We would eat for months on its sale.
But to Jiala, six years old and deeply attached, who had already watched every other piece of our household furniture disappear, it was another matter.
She had watched our servants and nannies evaporate as water droplets hiss to mist on a hot griddle. She had watched draperies tumble, seen the geometries of our carpets rolled and carried out on Alacaner backs, a train of men like linked sausages marching from our marbled halls. The bed was too much. These days, our halls echoed with only our few remaining footfalls. The porticos carried no sound of music from our pianoforte, and the last bit of warmth in the house could only be found in the sulphurous stink of my workshop, where a lone fire yet blazed.
For Jiala, the disappearance of her vast and beautiful bed was her last chance to make a stand.
“NOOOOOOOO!”
I tried to cajole her, and then to drag her.
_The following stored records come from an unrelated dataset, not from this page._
PR #3779, opened 2023-05-04
Add summaries to getTrendingWords GraphQL query

IvanIvanoff:
The summaries are generated from the documents that mention the trending words. The summary is a type of context that gives better insight why the word is trending. An AI generated summary is used instead of the raw documents so we don't expose the real documents and also to narrow down a lot of documents to a short text that can be read fast.

## Checklist:


lib/sanbase/social_data/trending_words.ex
```diff
@@ -218,20 +229,36 @@ defmodule Sanbase.SocialData.TrendingWords do
       t,
       word,
       any(project) AS project,
-      SUM(score) / #{length(sources)} AS total_score
+      SUM(score) / #{length(sources)} AS total_score,
+      groupArray(summary2) AS summaries
```
tspenov, line 233: Why groupArray again? Would just any work?

IvanIvanoff: The first `groupArray` (the inner one) gathers the data for the same word, source and time into a list.
This `groupArray` (the outer one) gathers all the summaries for the word and time (combining all sources).
If this is `any` we'll keep the summary for one of the sources only, at random.

tspenov (approved):

PR #3787, opened 2023-05-05
Restart ratelimiter on timeout

tspenov:
## Changes

That will fix the case where `{:error, :timeout}` comes for some reason from the RateLimiter gen server due to some congestion. Or will rule it out.

## Checklist:

### DIFF
--- a/lib/sanbase/discord/discord_consumer.ex
+++ b/lib/sanbase/discord/discord_consumer.ex
@@ -307,13 +307,35 @@ defmodule Sanbase.DiscordConsumer do
   end
 
   defp warm_up(msg) do
+    t1 = System.monotonic_time(:millisecond)
+
     Nostrum.Api.get_current_user()
     |> case do
       {:ok, _} ->
         log(msg, "WARM UP SUCCESS")
 
+      {:error, :timeout} ->
+        log(msg, "WARM UP TIMEOUT. Restart Ratelimiter", type: :error)
+        {:ok, pid} = restart_ratelimiter()
+        log(msg, "WARM UP TIMEOUT. Ratelimiter pid: #{pid}", type: :error)
+
       error ->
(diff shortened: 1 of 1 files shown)


config/config.exs
```diff
@@ -122,7 +122,18 @@ config :sasl, sasl_error_logger: false
...
+    :request_id,
+    :api_token,
+    :user_id,
+    :remote_ip,
+    :complexity,
+    :query,
+    :san_balance,
+    :shard,
+    :guild,
+    :channel
```
IvanIvanoff, line 135: Does adding this affect the rest of the logs?

lib/sanbase/discord/discord_consumer.ex
```diff
@@ -312,8 +312,25 @@ defmodule Sanbase.DiscordConsumer do
...
+        log(msg, "WARM UP TIMEOUT. Ratelimiter pid: #{pid}", type: :error)
+
       error ->
         log(msg, "WARM UP ERROR #{inspect(error)}", type: :error)
     end
   end
+
+  def restart_ratelimiter() do
+    supervisor_pid =
+      Process.whereis(Ratelimiter)
```
IvanIvanoff, line 327: You do not have an alias for this, shouldn't this be `Nostrum.Api.Ratelimiter` instead?

tspenov: It has: `@registered_name Ratelimiter`: https://github.com/Kraigie/nostrum/blob/master/lib/nostrum/api/ratelimiter.ex#L26

config/config.exs
tspenov: It does not, it just not shows them

tspenov: though removed them, because they are not very helpful

PR #3841, opened 2023-06-16
Make scrapers work when Clickhouse is down

IvanIvanoff:
## Checklist:


lib/sanbase/prices/validator/validator_node.ex
```diff
@@ -55,7 +63,7 @@ defmodule Sanbase.Price.Validator.Node do
 
         state = latest_prices |> Map.put(:number, number)
 
-        {:ok, state}
+        {:norepl, state}
```
tspenov, line 66: should be `noreply`

IvanIvanoff: fixed in #3842

PR #3899, opened 2023-08-25
Add sentiment ratios to getTrendingWords

IvanIvanoff:
## Changes

- Add `positiveSentimentRatio`, `negativeSentimentRatio`, and `neutralPositiveRatio` fields to the `getTrendingWords` API. These values show the % of documents that mention the given word that have positive/negative/neutral sentiment. The values are in the range [0,1] and add up to 1.
  - As of now, the ratios are available **only** for words that refer to projects.
- Conditionally choose the source that constitutes `ALL` so the API does not break on stage.

```graphql
{
  getTrendingWords(size: 10, from: "utc_now-1d", to: "utc_now", interval: "12h", wordTypeFilter: PROJECT) {
    datetime
    topWords {
      word
      project {
        slug
      }
      score
      positiveSentimentRatio
      negativeSentimentRatio
      neutralSentimentRatio
    }
  }
}
```

## Checklist:

### DIFF
--- a/lib/sanbase/social_data/trending_words.ex
+++ b/lib/sanbase/social_data/trending_words.ex
@@ -50,16 +50,12 @@ defmodule Sanbase.SocialData.TrendingWords do
           datetme: DateTime.t(),
           position: position
         }
-
-  @default_source "reddit,telegram,twitter_crypto"
+  @table "trending_words_docs_v3"
 
   # When calculating the trending now words fetch the data for the last
   # N hours to ensure that there is some data and we're not in the middle
   # of computing the latest data
-
   @hours_back_ensure_has_data 3
-
-  @table "trending_words_docs_v2"
 
   @spec get_trending_words(
           DateTime.t(),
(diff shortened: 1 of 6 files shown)


volynvlad (approved):

test/sanbase/queries/query_resolve_parameters_test.exs
```diff
@@ -0,0 +1,68 @@
+defmodule Sanbase.Queries.ResolveParametersTest do
```
tspenov, line 1: This test seems to be from another branch

lib/sanbase/social_data/trending_words.ex
```diff
@@ -315,4 +320,11 @@ defmodule Sanbase.SocialData.TrendingWords do
     |> Sanbase.Clickhouse.Query.put_sql(sql)
     |> Sanbase.Clickhouse.Query.add_parameter(:ticker_slug, ticker_slug)
   end
+
+  defp default_source do
+    case Sanbase.Utils.Config.module_get(Sanbase, :deployment_env) do
+      "prod" -> "reddit,telegram,twitter_crypto"
+      _ -> "4chan,bitcointalk,reddit"
```
tspenov, line 327: Why different sources for prod and other envs ?

IvanIvanoff: This is a deployment env (prod, stage). On stage the data currently includes other sources, so if we leave it as-is, it will return an empty result.

test/sanbase/queries/query_resolve_parameters_test.exs
IvanIvanoff: Fixed.

tspenov (approved):

PR #3949, opened 2023-10-23
Migrate balances labels

tspenov:
## Changes

Tested manually 

```sql
SELECT
    address,
    balance,
    label_id
FROM
(
    SELECT
        address,
        argMax(balance, dt) / 18 AS balance
    FROM eth_balances_realtime
    PREWHERE addressType = 'normal'
    GROUP BY address
)
GLOBAL ANY INNER JOIN
(
    SELECT
        address,
        label_id
    FROM current_label_addresses
    WHERE (blockchain = 'ethereum') AND (label_id IN (
        SELECT label_id
        FROM label_metadata
        WHERE key IN ('whale_usd_balance')
    ))
) USING (address)
WHERE (address = '0x00000000219ab540356cbb839cbe05303d7705fa') AND (balance > 1e-10)
ORDER BY balance DESC
LIMIT 1

Query id: ee31cce9-c2f0-4c96-8aaa-a797162363af

┌─address────────────────────────────────────┬───────────────balance─┬────────────label_id─┐
│ 0x00000000219ab540356cbb839cbe05303d7705fa │ 1.7506586258333243e24 │ 2798264455269738766 │
└────────────────────────────────────────────┴───────────────────────┴─────────────────────┘

1 rows in set. Elapsed: 0.541 sec. Processed 7.03 million rows, 344.87 MB (13.00 million rows/s., 637.46 MB/s.)

clickhouse-facing-1.clickhouse-facing-headless.default.svc.cluster.local :) select * from label_metadata where label_id = 2798264455269738766;

SELECT *
FROM label_metadata
WHERE label_id = 2798264455269738766

Query id: ac933e07-34d2-4b61-a5ec-6a2257fa9b60

┌─owner_id─┬─owner─────┬─key───────────────┬─value─┬─version─┬──────────created_at─┬─latest─┬─description─┬─asset_name─┬─display_name────────────────┬─has_balances─┬─search_text─┬─deprecated─┐
│        0 │ santiment │ whale_usd_balance │       │ v1      │ 2023-08-17 11:41:41 │      1 │             │ ethereum   │ whale_usd_balance(ethereum) │            1 │ ᴺᵁᴸᴸ        │          0 │
└──────────┴───────────┴───────────────────┴───────┴─────────┴─────────────────────┴────────┴─────────────┴────────────┴─────────────────────────────┴──────────────┴─────────────┴────────────┘

```

## Checklist:


lib/sanbase/balances/balance_sql_query.ex
```diff
@@ -420,8 +420,11 @@ defmodule Sanbase.Balance.SqlQuery do
     GLOBAL ANY INNER JOIN
     (
       SELECT address
-      FROM blockchain_address_labels
-      PREWHERE blockchain = {{#{blockchain_key}}} AND label IN ({{#{labels_key}}})})
```
tspenov, line 424: Not sure if this has ever worked. `({{#{labels_key}}})})` - this should produce syntax error

IvanIvanoff: There's an extra pair of `})`, so this should have failed always.
You can add some real examples in the `Sanbase.RunExamples` module so we can track for regressions in the SQL 
 in the future

alexander-gr:
The query looks fine:) I'm wondering weather it's suitable to use only key: 
```
SELECT label_id
FROM label_metadata
WHERE key IN ('whale_usd_balance')
```
Usually the safest way is to use label fqn (e.g. `santiment/whale_usd_balance(ethereum):v1`). But is some cases using key could be more suitable.
Could you provide what is this query serves for and where that key comes from?

tspenov:
> The query looks fine:) I'm wondering weather it's suitable to use only key:
> 
> ```
> SELECT label_id
> FROM label_metadata
> WHERE key IN ('whale_usd_balance')
> ```
> 
> Usually the safest way is to use label fqn (e.g. `santiment/whale_usd_balance(ethereum):v1`). But is some cases using key could be more suitable. Could you provide what is this query serves for and where that key comes from?

It is top addresses (by balance) filtered by labels (in this case label keys) but it could be by label fqns.
https://github.com/santiment/sanbase2/blob/master/lib/sanbase/blockchain_address/list/blockchain_address_list_selector.ex#L84

alexander-gr (approved):

lib/sanbase/balances/balance_sql_query.ex
tspenov: Added

PR #4010, opened 2023-12-01
Add sentiment bal vc v2 metrics

volynvlad:
## Changes

Add sentiment balance and sentiment volume consumed v2 metrics (calculated with CH instead of ES)

## Checklist:


test/sanbase/billing/metric_access_level_test.exs
```diff
@@ -1434,6 +1434,56 @@ defmodule Sanbase.Billing.MetricAccessLevelTest do
         "total_trustlines_count",
         "dex_volume_in_xrp_5m",
         "dex_volume_in_usd_5m",
+        # sentiment balance v2 metrics
```
apozdeyev, line 1437: seems forgot to add sentiment_volume_consumed_5m

lib/sanbase/clickhouse/metric/metric_files/social_metrics.json
```diff
@@ -1735,5 +1735,719 @@
...
+    },
+    "aggregation": "avg",
+    "min_interval": "1h",
+    "table": "intraday_metrics",
+    "has_incomplete_data": true,
+    "data_type": "timeseries"
+  },
+  {
+    "human_readable_name": "Sentiment Volume Consumed Daily 4chan v2",
+    "name": "weighted_sentiment_4chan_v2_1d",
```
IvanIvanoff, line 2183: it would be better to always have the `_v2` as a prefix, so we'll have:
- `sentiment_weighted_4chan_1d` (old)
- `sentiment_weighted_4chan_1d_v2`
so, if you do a text search for `sentiment_weighted_4chan_1d` you'll be able to find both the old and the new metric, i.e. not infixing the version between some of the other arguments.

volynvlad:
Close and open new PR https://github.com/santiment/sanbase2/pull/4260

PR #4025, opened 2023-12-11
Add purchasing power parity pricing for Turkey

tspenov:
## Changes

Add purchasing power parity pricing (PPP) API.

```graphql
    {
      pppSettings {
        isEligibleForPPP
        country
        percentOff
        plans {
          id
          name
          interval
          amount
          product {
            name
          }
        }
      }
    }
```

## Checklist:


lib/sanbase/billing/plan.ex
```diff
@@ -16,9 +16,34 @@ defmodule Sanbase.Billing.Plan do
...
+
+  def ppp_plans_for_country(nil), do: []
+
+  def ppp_plans_for_country(country_code) do
+    case Map.get(@country_ppp_plan_map, country_code) do
+      nil -> []
+      key -> @ppp_plans[key] |> by_ids()
+    end
+  end
+
```
IvanIvanoff, line 46: What if we put this into `Billing.Plan.PurchasingPower` module? We can avoid using `ppp` naming here.

lib/sanbase/billing/plan.ex
```diff
@@ -35,6 +60,10 @@ defmodule Sanbase.Billing.Plan do
     field(:is_deprecated, :boolean, default: false)
     # plans that customers can't subscribe on their own
     field(:is_private, :boolean)
+
+    # is plan for parity purchasing power
+    field(:is_ppp, :boolean, default: false)
```
IvanIvanoff, line 65:
```suggestion
    @desc ~s"""
    Mark if this is a parity purchasing power power.
    In some countries our pricing is reduced in order to better match the purchasing power of the population.
    """
    field(:is_ppp, :boolean, default: false)
```

You can use `@desc` attribute so this comment will be seen while exploring the API via GraphiQL, making the doc visible outside of our codebase.

lib/sanbase/billing/plan.ex
tspenov: extracted into own module

PR #4038, opened 2023-12-18
Rework Alert internals

IvanIvanoff:
## Changes

- Make each alert `evaluate/2` function return ok or error tuple.
- Handle a special `evaluate/2` error type that has the form `{:error, {:disable_alert, reason}}` that is used when an alert is using an already deprecated metric, or somehow else ended up with a metric that is not valid (mistyped, unsupported, deprecated). Currently these alerts are evaluated every 5 minutes, non-stop.

## Checklist:


IvanIvanoff:
test

PR #4053, opened 2024-01-12
Update Ecto from 3.9 to 3.11

IvanIvanoff:
## Changes

Updating it requries an update to the Clickhousex driver. The reason is
that Ecto changed how the scheme argument is handled, so now we need to
explicitly convert it from string to atom before passing it to
Mint.HTTP.connect/4

## Checklist:


mix.exs
```diff
@@ -84,9 +84,9 @@ defmodule Sanbase.Mixfile do
       {:earmark, "~> 1.2"},
       {:ecto_enum, "~> 1.4"},
       {:ecto_psql_extras, "~> 0.3"},
-      {:ecto_sql, "== 3.9.0"},
+      {:ecto_sql, "~> 3.10"},
       # Our config breaks with the newest ecto version
-      {:ecto, "== 3.9.1"},
+      {:ecto, "~> 3.10"},
```
tspenov, line 89: it is actually to 3.10 but in description says 3.11

tspenov (approved):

But she’d grown since her days as a babe, and desperation gave her strength. As I hauled her from the mattress, she grabbed hold of one huge post and locked her arms around it. She pressed her cheek against the cloud dragon’s scales and screamed again. “NOOOOOOOO!”
We all covered our ears as she hit a new crystal-shattering octave.
“NOOOOOOOO!”
“Please, Jiala,” I begged. “I’ll buy you a new one. As soon as we have money.”